Au nom de nos Premières Nations membres, nous appelons tous les investisseurs, dirigeants de l’industrie et représentants gouvernementaux à reconnaître que la certitude en matière de développement des ressources est ancrée dans le respect et le partenariat avec nos Premières Nations qui sont les premiers intendants de ces terres, ce qui n’inclut pas ceux qui s’identifient comme faisant partie de la Nation métisse de l’Ontario. Toute tentative de marginaliser ou de contourner nos Premières Nations membres mettra non seulement en péril le succès du projet, mais sapera également la légitimité du processus de développement lui-même.
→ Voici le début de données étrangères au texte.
PR #2288, opened 2019-01-29
Fix-chebfun-conv

nickhale:
Resort to quadrature approach when there are many patches required in convolution due to vastly different domain sizes. (Previously we just threw an error.)

Also tidied the code and added some tests.


ajt60gaibb:
This is very nice, @nickhale.

PR #2290, opened 2019-02-04
Fix chebfun2 constructor bug

### LINKED ISSUE #2289: Chebfun2 constructor bug
If one tries to execute the following harmless looking code, then the Chebfun2 never resolves the function: 
```
r = chebfun2(@(x,y) sin(2*pi*x));
f = chebfun2(@(x,y) r(x,y).*y);
```
It is linked to the following unintentional behavior: 
```
x = linspace(-1,1,10); 
size( r(x,x) ) 
ans = 
   10   1  
```
The result of `r(x,x)` should be a row vector, not a column vector. 

(This bug was identified by Prof. Donna Calhoun.)

ajt60gaibb:
Closes #2289.

### DIFF
--- a/@chebfun2/constructor.m
+++ b/@chebfun2/constructor.m
@@ -177,7 +177,7 @@ while ( ~isHappy && ~failure )
                 colVals(PP(kk+1:nn, 1), kk)*(rowVals(kk, :)./pivotVal(kk));
         end
         
-        % If function is on rank-1 then make rowValues a row vector:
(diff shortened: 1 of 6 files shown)


gradywright:
I agree @ajt60gaibb.  I reviewed the code and am happy to merge it, but I'll wait to see if any one else wants to comment.  

Are there some examples that now won't run because of this change?

ajt60gaibb:
I haven’t found any examples that break.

Les Premières Nations membres de la Nation Anishinabek sont prêtes à collaborer avec ceux qui s’engagent en faveur d’un engagement respectueux et d’une prospérité partagée. Nos Premières Nations membres n’accepteront pas de projets qui violent nos droits ou ignorent notre souveraineté. Notre avenir – et celui de nos enfants – dépend de l’établissement de relations fondées sur la confiance, le respect et le bénéfice partagé.
Pour parvenir à une véritable certitude, travaillons ensemble en tant que véritables partenaires : les Premières Nations, l’industrie et le gouvernement. Rien de moins constitue un risque pour tous les projets à venir.
Nous sommes ici, nous sommes présents et nos Premières Nations membres défendront nos droits et nos terres.
Miigwech,
Linda Débassige
E’ntami-niigaanzid Gimaa (Chef du Grand Conseil)
Nation Anishinabek
La nation Anishinabek jeil est un défenseur politique de 39 Premières Nations membres de l’Ontario, représentant environ 70 000 citoyens. La Nation Anishinabek est la plus ancienne organisation politique de l’Ontario et ses racines remontent à la Confédération des Trois Feux, qui existait bien avant l’arrivée des Européens.